Rhys watched uncomprehendingly as the intruder leapt over him in pursuit before bringing the tyre iron down for another blow.

“Leave. Rhys. ALONE!”

His heart fluttered weakly as he recognised Vaughn’s voice.

Turning towards the chaos, he was thankful he could see only dim outlines through the blood running into his eyes. Jack was silent now, moving less and less with each hit, the defiantly raised knife arm the only sure sign of life – and then Vaughn lifted his weapon one last time.

“You...” snarled Jack. “Of all the people, it’s going to be you.”

“Should’ve stayed dead when it was Vault Hunters,” Vaughn said coolly. 

He heard the final, terrible sound of metal against bone, and then an infinite number of seconds later there were arms pulling him close and a distraught voice calling his name, but it could wait.

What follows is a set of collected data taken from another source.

PR #175, opened 2026-08-05
feat(storage): use configured retry policy and backoff policy for upload loop

### LINKED ISSUE #166: [storage upload] should use configured retry and backoff policies

chingor13:
Fixes https://github.com/googleapis/google-cloud-swift/issues/166

We wrap the entire resumable flow with the retry loop and keep track of status. For example, if we need to start an upload session, that is part of the retry loop. If we need to query partial upload status, that is part of the retry loop as well as the inner loop of uploading chunks of data.

We have 2 different paths -- if we have a seekable source or not.
* If seekable, if we are retrying a chunk that failed, we can seek to as far as the data is needed
* If non-seekable, we resend the current bytes we have buffered which may already be on the server (but will be ignored). This case is not as optimized but should still work.

### DIFF
--- a/packages/storage/Sources/GoogleCloudStorage/StorageClient+Upload.swift
+++ b/packages/storage/Sources/GoogleCloudStorage/StorageClient+Upload.swift
@@ -21,6 +21,12 @@ import GoogleCloudWkt
 @_spi(GoogleCloudInternal) import struct GoogleCloudGax._CRC32C
 import Crypto
 
+package enum ResumableUploadStatus: Sendable {
+  case unknown
+  case inprogress(UInt64)
+  case done(StorageObject)
+}
+
 extension StorageClient {
   /// Core upload method accepting any upload source.
   ///
@@ -37,6 +43,17 @@ extension StorageClient {
     options: UploadOptions = .default
   ) -> UploadTask {
     let clientOptions = self.options.client
+    let effectiveRetryPolicy =
+      options.retryPolicy ?? self.options.upload.retryPolicy
+      ?? clientOptions.retryPolicy
+    let effectiveBackoffPolicy =
+      options.backoffPolicy ?? self.options.upload.backoffPolicy ?? clientOptions.backoffPolicy
+    let retryLoop = _RetryLoop(
+      retryPolicy: effectiveRetryPolicy,
+      backoffPolicy: effectiveBackoffPolicy,
+      retryThrottler: clientOptions.retryThrottler,
+      idempotent: true
+    )
     return UploadTask.create { continuation in
       let httpClient = try HTTPClient(
         from: clientOptions, withDefaultEndpoint: StorageClient.defaultEndpoint)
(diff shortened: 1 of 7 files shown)


packages/storage/Sources/GoogleCloudStorage/StorageClient+Upload.swift
```diff
@@ -103,6 +111,49 @@ extension StorageClient {
     return object
   }
 
+  // Start a resumable upload session with configured retry and backoff. Upon success,
+  // returns the location of the upload (the uploadId)
+  fileprivate static func startResumableUpload(
```
coryan: Note to self: this is exactly what we want. Creating the session requires a retry loop, and that loop should be configured by the retry + backoff policies.

packages/storage/Sources/GoogleCloudStorage/StorageClient+Upload.swift
```diff
@@ -150,61 +203,110 @@ extension StorageClient {
...
         (isLast && totalSize == nil) ? (offset + Int64(chunk.count)) : totalSize
 
-      let uploadRequest = try await httpClient.buildUploadChunkRequest(
-        uploadId: uploadId, data: chunk, offset: offset, totalSize: effectiveTotalSize,
-        options: options,
-        checksum: checksum)
-      let (uploadData, uploadResponse) = try await httpClient.data(for: uploadRequest)
+      let res: ChunkUploadResult
+      do {
+        res = try await retryLoop.run { _ in
```
coryan: I don't think this is what we want.... This resets the retry attempt counter after each error ... Consider a retry policy that says "try 3 times" and the following sequence of errors:

- POST -> 200
- PUT (DATA) -> 429
- PUT (QUERY) -> 200
- PUT(DATA) -> 429
- PUT (QUERY) -> 200
- PUT (DATA) -> 429
- PUT (QUERY) -> 200
- ...

I do not believe this stops after the first error?


I think we want something like this (peudo codish):

```swift
var uploadStatus: UploadStatus = .inprogress(0) 
res = try await retryLoop.run { _ in
  if uploadStatus == .unknown {
    // If this fais
    uploadStatus = try await queryUploadStatus(...)
  }
  swift uploadStatus {
  case .unknown:
    throw crazyTheQueryUploadStatusFunctionNeverReturnsThis(...)
  case  .done(let object):
    return object
  case .inprogress(let committedBytes):
    // Adjust the current chunk and/or stream to avoid resending the same bytes
    uploadStatus = .unknown // if the thing throws that is the next status
    uploadStatus = try await sendNextChunk(...)
  }
}
```

where:

```swift
// A package-internal type
enum UploadStatus {
  case .unknown // lost track of the last committed byte
  case .inprogress(UInt64) // in progress with known number of bytes committed
  case .done(Object)
}
```

I am not sure that is the right structure, but I think that is the right idea, namely that the retry policy applies to the full upload, and errors in query or chunks count against the error budget.

coryan (changes requested):

packages/storage/Sources/GoogleCloudStorage/StorageClient+Upload.swift
chingor13: Ok, this feature is now refactored:

We wrap the entire resumable flow with the retry loop and keep track of status. For example, if we need to start an upload session, that is part of the retry loop. If we need to query partial upload status, that is part of the retry loop as well as the inner loop of uploading chunks of data.

We have 2 different paths if we have a seekable source or not. If seekable, if we are retrying a chunk that failed, we can seek to as far as the data is needed. If non-seekable, we resend the current bytes we have buffered which may already be on the server (but will be ignored). This case is not as optimized but should still work.

packages/storage/Sources/GoogleCloudStorage/StorageClient+Upload.swift
```diff
@@ -95,185 +178,374 @@ extension StorageClient {
...
-    return object
+
+    return try await retryLoop.run { _ in
+      let (responseData, response): (Data, HTTPURLResponse)
+      do {
+        (responseData, response) = try await httpClient.data(for: request)
+      } catch {
+        throw RequestError.io(error)
+      }
+      if response.statusCode == 503 {
```
coryan, line 189: 503 is a retryable error in storage-land (weird, I know):

https://docs.cloud.google.com/storage/docs/json_api/v1/status-codes#503_Service_Unavailable

In C++ and Rust we created a different default retry policy for storage to handle this weirdness. Maybe something to fix in a future PR?

packages/storage/Sources/GoogleCloudStorage/StorageClient+Upload.swift
```diff
@@ -95,185 +178,374 @@ extension StorageClient {
...
+    let (startData, startResponse): (Data, HTTPURLResponse)
+    do {
+      (startData, startResponse) = try await httpClient.data(for: startRequest)
+    } catch {
+      throw RequestError.io(error)
+    }
     guard startResponse.statusCode == 200,
       let location = startResponse.value(forHTTPHeaderField: "Location")
     else {
+      if startResponse.statusCode == 503 {
```
coryan, line 218: Ditto, this should be a retryable error.

coryan (approved):

packages/storage/Sources/GoogleCloudStorage/StorageClient+Upload.swift
chingor13: Tracking in #306

packages/storage/Sources/GoogleCloudStorage/StorageClient+Upload.swift
chingor13: Tracking in #306

PR #178, opened 2026-08-05
feat(maintenance/api/v1): generate library

### LINKED ISSUE #203: generate library for `google/cloud/maintenance/api/v1`

AlexGhiondea:
Fixes #203


librarian.yaml
```diff
@@ -519,6 +519,9 @@ libraries:
   - name: google-cloud-lustre-v1
     version: 0.0.0-preview
     copyright_year: "2026"
+  - name: google-cloud-maintenance-api-v1
```
coryan, line 522: Should we override to `GoogleCloudMaintenanceAPIV1` ?

I think we used `Api` in other places, so maybe just add this to the "revisit later" bug?

coryan (approved):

It could all wait.

A new kind of tiredness was washing over Rhys, something that felt almost like peace. The pain was starting to recede at last. He gazed up at his friend, distantly aware of the love flooding through every part of his being, and then he leaned back, closing his eyes.

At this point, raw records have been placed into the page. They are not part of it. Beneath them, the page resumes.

PR #189, opened 2026-08-05
feat(storage): add readObject options and stubs

### LINKED ISSUE #191: [storage download] Create simple client-surface to "read the object contents"

chingor13:
Fixes #191

### DIFF
--- a/packages/storage/Sources/GoogleCloudStorage/DownloadOptions.swift
+++ b/packages/storage/Sources/GoogleCloudStorage/DownloadOptions.swift
@@ -1,0 +1,183 @@
+// Copyright 2026 Google LLC
+//
+// Licensed under the Apache License, Version 2.0 (the "License");
+// you may not use this file except in compliance with the License.
+// You may obtain a copy of the License at
+//
+//     https://www.apache.org/licenses/LICENSE-2.0
+//
+// Unless required by applicable law or agreed to in writing, software
+// distributed under the License is distributed on an "AS IS" BASIS,
+// WITHOUT WARRANTIES OR CONDITIONS OF ANY KIND, either express or implied.
+// See the License for the specific language governing permissions and
+// limitations under the License.
+
+import Foundation
+
+/// Specifies a byte range for ranged reads.
+public enum ReadRange: Sendable, Hashable, Equatable {
+  /// Read the entire object (default).
+  case entire
+
+  /// Read all bytes starting from `offset` to the end of the object (HTTP `bytes=N-`).
+  case fromOffset(UInt64)
+
+  /// Read the first `count` bytes of the object (HTTP `bytes=0-N`).
+  case prefix(UInt64)
+
+  /// Read the last `count` bytes of the object (HTTP `bytes=-N`).
+  case suffix(UInt64)
+
+  /// Read a bounded range of bytes from `start` to `end` inclusive (HTTP `bytes=start-end`).
+  case bounded(start: UInt64, end: UInt64)
+
+  /// Convenience initializer for Swift `ClosedRange<UInt64>`.
+  public init(_ range: ClosedRange<UInt64>) {
+    self = .bounded(start: range.lowerBound, end: range.upperBound)
+  }
+
+  /// Converts the range specification to an HTTP `Range` header value string.
+  public var headerValue: String? {
+    switch self {
+    case .entire:
+      return nil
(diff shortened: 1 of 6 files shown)


packages/storage/Sources/GoogleCloudStorage/DownloadOptions.swift
```diff
@@ -0,0 +1,183 @@
...
+  case fromOffset(UInt64)
+
+  /// Read the first `count` bytes of the object (HTTP `bytes=0-N`).
+  case prefix(UInt64)
+
+  /// Read the last `count` bytes of the object (HTTP `bytes=-N`).
+  case suffix(UInt64)
+
+  /// Read a bounded range of bytes from `start` to `end` inclusive (HTTP `bytes=start-end`).
+  case bounded(start: UInt64, end: UInt64)
```
coryan, line 32: What happens if `end <= start` ?

coryan: An alternative to consider:  make this enum private to the package, and then only allow constructors that leave it in a consistent state.

That would be the Rusty way, type safe, but slightly more code and (maybe) harder to use.  I am not yet sure what is the Swifty way.  Thoughts?

packages/storage/Sources/GoogleCloudStorage/DownloadOptions.swift
```diff
@@ -0,0 +1,183 @@
...
+  public var preconditions: StoragePreconditions?
+
+  /// Options for Customer-Supplied Encryption Keys (CSEK).
+  public var customerEncryptionKey: CustomerEncryptionKeyOptions?
+
+  /// Byte range for partial/ranged reads. Defaults to `.entire`.
+  public var range: ReadRange = .entire
+
+  /// Flag to disable automatic decompressive transcoding by GCS. Defaults to `false`.
+  public var disableDecompressiveTranscoding: Bool = false
```
coryan: I think  `enableDecompressiveTranscoding: Bool = true` would be easier to grok.

packages/storage/Sources/GoogleCloudStorage/DownloadOptions.swift
```diff
@@ -0,0 +1,183 @@
...
+    generation: Int64 = 0,
+    metageneration: Int64? = nil,
+    etag: String? = nil,
+    crc32c: String? = nil,
+    md5Hash: String? = nil,
+    contentType: String? = nil,
+    contentEncoding: String? = nil,
+    contentDisposition: String? = nil,
+    storageClass: String? = nil,
+    updated: Date? = nil
```
coryan: Why not use the `with` trick? Because the fields are `let`?

packages/storage/Sources/GoogleCloudStorage/DownloadOptions.swift
```diff
@@ -0,0 +1,183 @@
...
+  public func with(_ config: (inout Self) -> Void) -> Self {
+    var copy = self
+    config(&copy)
+    return copy
+  }
+}
+
+/// Metadata attributes for an object returned in response headers during a download.
+public struct ReadObjectMetadata: Sendable, Hashable, Equatable {
+  public let bucket: String
```
coryan: We should document public fields. They go into the reference docs.

packages/storage/Sources/GoogleCloudStorage/DownloadOptions.swift
```diff
@@ -0,0 +1,183 @@
...
+    self.storageClass = storageClass
+    self.updated = updated
+  }
+}
+
+/// An asynchronous sequence of `Data` chunks representing an object payload being downloaded.
+public struct ReadObjectSequence: AsyncSequence, Sendable {
+  public typealias Element = Data
+
+  public let bucket: String
```
coryan, line 150: Ditto regarding public fields.  Consider making some of these fields private too.

coryan (approved):
Please fix the documentation or create tracking bugs for it.

The `disable... = false` thing I should have caught in the design review, please fix before merging this.

packages/storage/Sources/GoogleCloudStorage/DownloadOptions.swift
chingor13: We will follow up with more exploration in #219

PR #213, opened 2026-08-06
refactor(storage): use generated Object type

### LINKED ISSUE #27: [storage upload] use generated object metadata type
For now, the upload functionality is returning a handwritten Storage object type. If we are generating this type, we should look to use that type.

```
There are more variations: you may want to calculate and validate both.
You may want to provide a pre-calculated value (say computed when the file was downloaded).
```

chingor13:
Fixes #27 

This was partially done in #150


packages/storage/Sources/GoogleCloudStorage/Object+Compatibility.swift
```diff
@@ -0,0 +1,33 @@
...
+// See the License for the specific language governing permissions and
+// limitations under the License.
+
+import Foundation
+import GoogleCloudWkt
+
+// These are convenience methods for setting metadata and timestamp
+// fields.
+extension Object {
+  public var customMetadata: [String: String]? {
```
coryan: This will need docs. My advice is to remove them. Once we release the library, we can never take them back.

packages/storage/Sources/GoogleCloudStorage/Object+Codable.swift
```diff
@@ -0,0 +1,218 @@
...
+// Unless required by applicable law or agreed to in writing, software
+// distributed under the License is distributed on an "AS IS" BASIS,
+// WITHOUT WARRANTIES OR CONDITIONS OF ANY KIND, either express or implied.
+// See the License for the specific language governing permissions and
+// limitations under the License.
+
+import Foundation
+import GoogleCloudWkt
+
+extension Object {
```
coryan: Why do we need this?  The generator should (and does) provide a default implementation.

packages/storage/Sources/GoogleCloudStorage/Object+Codable.swift
```diff
@@ -0,0 +1,218 @@
...
+    case contentLanguage
+    case deleteTime
+    case timeDeleted
+    case finalizeTime
+    case contentType
+    case createTime
+    case timeCreated
+    case componentCount
+    case checksums
+    case crc32c
```
coryan: Oh, I see, this supports the v1 format as well as the v2 format. Neat.

One thing to keep in mind: the generator provides explicit decode / encode functions under certain conditions (if there is a oneof or a map with non-string types).  I think that will break in this case, but we could add a tweak / option to the generator to handle that case.

Can you document the fields that have overrides? It may help us in the future as we need to inject new fields.

coryan (changes requested):
I would remove the convenience methods, maybe in a follow up PR. They seem useful now, but they will be redundant in the future and just cause trouble.

Please add some comments to the Encodable implementation.

packages/storage/Sources/GoogleCloudStorage/Object+Compatibility.swift
chingor13: Removed

packages/storage/Sources/GoogleCloudStorage/Object+Codable.swift
chingor13: Alternatively, we can maintain the v1 response type and provide a converter from the v1 type to v2 Object

coryan: Your call. We can always fix this if needed.

chingor13: Rather than messing with the Object v2 parsing, we will explicitly parse the v1 response and convert to a v2 type

coryan (approved):

PR #226, opened 2026-08-07
refactor: move checksum options into their own file

chingor13:
These types will be shared between `UploadOptions` and `DownloadOptions` so let's put them in their own file


packages/storage/Sources/GoogleCloudStorage/ChecksumOptions.swift
```diff
@@ -0,0 +1,84 @@
...
+
+    /// Creates a `ChecksumValue` from an integer literal containing a CRC32C checksum value.
+    public init(integerLiteral value: UInt64) {
+      self.init(UInt32(truncatingIfNeeded: value))
+    }
+  }
+
+  /// Creates a new `ChecksumOptions` configuration for validating data with Google Cloud Storage.
+  ///
+  /// You can configure automatic on-the-fly calculation (`.auto`), pre-computed values (e.g., `.value("...")` or a string literal `"..."`),
```
coryan: Consider:

```suggestion
  /// You can configure:
  /// - `.auto`: automatic on-the-fly calculation,
  /// - `.value("...")` or a string literal `"..."`: pre-computed values
  ///
  /// You can also enable both crc32c and md5  checksums simultaneously.
```

coryan (approved):
Good as-is, but maybe consider improving the doc comments a bit.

He slipped into the comfort of the waiting deep, and everything was finally over.


	11. Assembly

**Summary for the Chapter:**

> Noun (programming): a low-level programming language for a computer, which closely approximates binary machine code.

**Notes for the Chapter:**

> IT'S HERE. 
> 
> Happy Easter, everybody.

He drifted through memories and possibilities, all overlapping without logic or reason and just out of reach.

When Rhys finally came to, he was lying on something soft in a dimly lit room. The light seemed to come from everywhere and nowhere at once, not bright enough to reach the ceiling, but pooling around him to reveal a perfect black-and-white checkerboard of tiles extending in all directions; strange, but safe and quiet at least for now. The pain in his face had dulled to a sting, and he skimmed one finger gingerly over the where the wound would have been; it came away with no blood. He wondered how long he had been out.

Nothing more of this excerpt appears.